Instructions to follow =>
In the entries that follow, which lines hold the string "dropdown"? List them.

Study material =>
PR #1991, opened 2026-04-01
feat: Add canadian chant database specific search page

kyrieb-ekat:
Introduces a dedicated chant search page for the Canadian Chant Database
(/CanadianChantDB/chant-search/) that scopes results to segment 4066 by
default while allowing users to expand their search to other Cantus
segments (Cantus DB, Sequence DB, Cantorales) via a checkbox dropdown.

Key additions and changes:

- New CcdbChantSearchView (ccdb.py): extends ChantSearchView with
  segment-scoped queryset logic; handles multi-segment searches by
  calling the parent's get_queryset() once per segment and unioning
  results (required because Django forbids .filter() after .union())

- New ccdb_chant_search.html: full CCDB-styled chant search page with
  tabbed results — 'Chants (N)' and 'Sources (N)' — allowing users to
  switch between result types without leaving the page; source tab runs
  a parallel keyword search across 7 source fields; empty source tab
  includes a tip that sources return from keyword searches

- Databases dropdown filter: Bootstrap checkbox dropdown letting users
  include additional segments in their search; defaults to CCDB only;
  button label reflects the number of selected databases

- Navbar Chant Search link now conditionally points to the CCDB chant
  search page when browsing CCDB pages (via ccdb_site context flag)

- Landing page search bar now submits keywords to ccdb-chant-search
  instead of the source browse page

- Home link with favicon icon added to the segment sidebar nav on all
  CCDB sub-pages

- Photo credit 'Salzinnes Antiphonal' overlaid on the hero banner

- CcdbMixin and CcdbLandingView wired into urls.py so that ccdb_site=True
  context flows to all CCDB pages including the landing page

### DIFF
--- a/django/cantusdb_project/main_app/views/ccdb.py
+++ b/django/cantusdb_project/main_app/views/ccdb.py
@@ -1,0 +1,13 @@
+from django.views.generic import TemplateView
+
+
+class CcdbTeamView(TemplateView):
+    """Project Team page for the Canadian Chant Database."""
+
+    template_name = "ccdb_team.html"
+
+
+class CcdbMapView(TemplateView):
+    """Map of Sources page for the Canadian Chant Database."""
+
+    template_name = "ccdb_map.html"
--- a/django/cantusdb_project/main_app/views/ccdb.py
+++ b/django/cantusdb_project/main_app/views/ccdb.py
@@ -1,13 +1,135 @@
+from typing import Any
+
+from django.db.models import Q, QuerySet
 from django.views.generic import TemplateView
 
+from main_app.views.chant import ChantSearchView
+from main_app.views.source import SourceListView
 
-class CcdbTeamView(TemplateView):
+
+class CcdbMixin:
+    """
+    Adds ccdb_site=True to template context for all CCDB views.
+    This allows the shared navbar to swap the Chant Search link to the
+    CCDB-specific chant search page when browsing the Canadian Chant Database.
+    """
+
+    def get_context_data(self, **kwargs: Any) -> dict:
+        context = super().get_context_data(**kwargs)  # type: ignore[misc]
+        context["ccdb_site"] = True
+        return context
+
+
+class CcdbLandingView(CcdbMixin, SourceListView):
+    """Landing page for the Canadian Chant Database."""
+
+    pass
+
+
+class CcdbTeamView(CcdbMixin, TemplateView):
     """Project Team page for the Canadian Chant Database."""
 
     template_name = "ccdb_team.html"
 
 
-class CcdbMapView(TemplateView):
+class CcdbMapView(CcdbMixin, TemplateView):
     """Map of Sources page for the Canadian Chant Database."""
 
     template_name = "ccdb_map.html"
+
+
+AVAILABLE_SEGMENTS = [
+    (4066, "Canadian Chant Database"),
+    (4063, "Cantus Database"),
+    (4064, "Sequence Database"),
+    (4067, "Cantorales in the Americas and Beyond"),
+]
+
+_DEFAULT_SEGMENT_ID = 4066
+
+
+class CcdbChantSearchView(CcdbMixin, ChantSearchView):
+    """
+    Chant search page scoped to the Canadian Chant Database (segment 4066) by default.
+    Users may expand the search to additional database segments via the 'db' GET param.
+    Because ChantSearchView unions Chant and Sequence querysets before returning — and
+    Django forbids filtering a unioned queryset — multi-segment support works by calling
+    the parent's get_queryset() once per selected segment and unioning the results.
+    """
+
+    template_name = "ccdb_chant_search.html"
+
+    def _get_selected_segment_ids(self) -> list[int]:
+        """Return the segment IDs selected via 'db' GET params. Defaults to [4066]."""
+        raw = self.request.GET.getlist("db")
+        ids = [int(v) for v in raw if str(v).isdigit()]
+        return ids if ids else [_DEFAULT_SEGMENT_ID]
+
+    def get_queryset(self) -> QuerySet:
+        # If no search params, return empty queryset immediately (same as parent behaviour)
+        if not self.request.GET:
+            from main_app.models import Chant
+
+            return Chant.objects.none()
+
+        # Compute segment IDs before any GET manipulation so they survive the copy
+        self._segment_ids = self._get_selected_segment_ids()
+
+        # Make GET mutable
+        self.request.GET = self.request.GET.copy()
+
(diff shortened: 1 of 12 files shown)


django/cantusdb_project/main_app/views/ccdb.py
```diff
@@ -0,0 +1,135 @@
...
+    template_name = "ccdb_team.html"
+
+
+class CcdbMapView(CcdbMixin, TemplateView):
+    """Map of Sources page for the Canadian Chant Database."""
+
+    template_name = "ccdb_map.html"
+
+
+AVAILABLE_SEGMENTS = [
```
ahankinson, line 41: Surely this is defined globally? It doesn't make sense for these to be held only in the ccdb view.

django/cantusdb_project/main_app/views/ccdb.py
```diff
@@ -0,0 +1,135 @@
...
+    (4066, "Canadian Chant Database"),
+    (4063, "Cantus Database"),
+    (4064, "Sequence Database"),
+    (4067, "Cantorales in the Americas and Beyond"),
+]
+
+_DEFAULT_SEGMENT_ID = 4066
```
ahankinson, line 48: This should also be globally accessible (settings?)

django/cantusdb_project/main_app/views/ccdb.py
```diff
@@ -0,0 +1,135 @@
...
+    def _get_selected_segment_ids(self) -> list[int]:
+        """Return the segment IDs selected via 'db' GET params. Defaults to [4066]."""
+        raw = self.request.GET.getlist("db")
+        ids = [int(v) for v in raw if str(v).isdigit()]
+        return ids if ids else [_DEFAULT_SEGMENT_ID]
+
+    def get_queryset(self) -> QuerySet:
+        # If no search params, return empty queryset immediately (same as parent behaviour)
+        if not self.request.GET:
+            from main_app.models import Chant
```
ahankinson, line 71: Why are you importing something inline here? This should go at the top of the file.

django/cantusdb_project/main_app/views/ccdb.py
```diff
@@ -0,0 +1,135 @@
...
+        self.request.GET = base_get
+
+        combined = querysets[0]
+        for qs in querysets[1:]:
+            combined = combined.union(qs, all=True)
+        return combined
+
+    def get_context_data(self, **kwargs: Any) -> dict:
+        context = super().get_context_data(**kwargs)
+        from main_app.models import Source
```
ahankinson, line 107: Imports go at the top of the file.

django/cantusdb_project/main_app/views/ccdb.py
```diff
@@ -0,0 +1,135 @@
...
+        if not self.request.GET:
+            from main_app.models import Chant
+
+            return Chant.objects.none()
+
+        # Compute segment IDs before any GET manipulation so they survive the copy
+        self._segment_ids = self._get_selected_segment_ids()
+
+        # Make GET mutable
+        self.request.GET = self.request.GET.copy()
```
ahankinson, line 79: I have no idea what this is doing, or why. AI code?

kyrieb-ekat:
Thank you @ahankinson , I merged this a hair too early it seems. I'll open a new PR to fix the things you're pointing out.

django/cantusdb_project/main_app/views/ccdb.py
kyrieb-ekat: Line 76 reads the `segment` parameter(s) out of `request.GET` and stores them before the GET dict is modified. It's done early because the lines that follow would overwrite `request.GET["segment"]` to inject specific segment IDs when delegating to the parent queryset. Stashing the original value first ensures the selected segments aren't lost during that manipulation.

Line 79 (shoutout Claude) was done because Django's `request.GET` is a `QueryDict` that is immutable by default. Trying to set `request.GET["segment"] = ...` directly on line 83 would raise an error. Calling `.copy()` returns a mutable version of the same dict, which can then be freely modified. The assignment replaces the immutable original with the mutable copy.

So, trying to capture user intent before any changes are made, and then the right segment values can be injected with the right segment value when calling the parent `get_queryset()`.

django/cantusdb_project/main_app/views/ccdb.py
kyrieb-ekat: Maybe something like a constants file, to import segment ID instead of having to hunt them all down in urls.py etc? This would be a larger CDB fix though. I'm still very new to Django, but my understanding is that Django settings are for deployment configuration(s), so because "segment ID 4066" is a fixed database record ID that's the same everywhere, it would/should belong elsewhere. I'll open an issue about this, if we ever change IDs for whatever reason this would make future work a lot easier.

ahankinson: https://github.com/DDMAL/CantusDB/issues/1993

ahankinson: It's already there. 

There is no rule that says Django settings are for deployment configuration. They're there for app config parameters. Yes, in general you should avoid using PKs in this way, but as far as I know these segment IDs are fixed database entries in all environments.

kyrieb-ekat: I understand, thank you!

django/cantusdb_project/main_app/views/ccdb.py
ahankinson: 1. You shouldn't be modifying the GET. That's the incoming parameters from the URL request. Using them as a "shared" storage object is incorrect. There's a reason it's immutable... 
2. I don't see any modification of the GET in any parent queryset? 
3. What problem are you actually trying to solve?

kyrieb-ekat: 1. got it, thank you
2. The parent reads segment directly from self.request.GET.get("segment") in two places (lines 570 and 645). The GET mutation was a workaround to inject a segment value that the parent would then pick up. Sort of treating request.GET as a side channel to pass data into the parent's logic.
3. Allowing the user to search/include segments in their search. I need the parent to filter by a specific segment, but the parent has no clean extension point for that, it only reads segment from request.GET. 

I'll fix this, and try giving the parent an extension point and give the parent an override. Multi segment selections will need some additional thought.

ahankinson: Typically what I do is get the parent queryset *first* and the modify it with the subclass code. Querysets can be chained, so if you need to modify the parent qs, you would do something like: 

```
qs = super().get_queryset()
qs = qs.filter(segment__id=1234)  # or whatever... 
...
return qs
```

Response to the task =>
segments (Cantus DB, Sequence DB, Cantorales) via a checkbox dropdown.
- Databases dropdown filter: Bootstrap checkbox dropdown letting users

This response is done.